§ **How to complete this task**
Please read the records below and return each line holding the string "execute".

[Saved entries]
■ ■ ■ ■

PR #4783, opened 2022-04-14
Add execute permission to server in a container

N-0x90:
Generate the image from Azure leave the /app/bin/server without execute flag.
Its needed to place this explicit to make it work correctly.

### DIFF
--- a/priv/templates/phx.gen.release/Dockerfile.eex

■ ■ ■ ■

§ **Solution to this problem**
Add execute permission to server in a container
Generate the image from Azure leave the /app/bin/server without execute flag.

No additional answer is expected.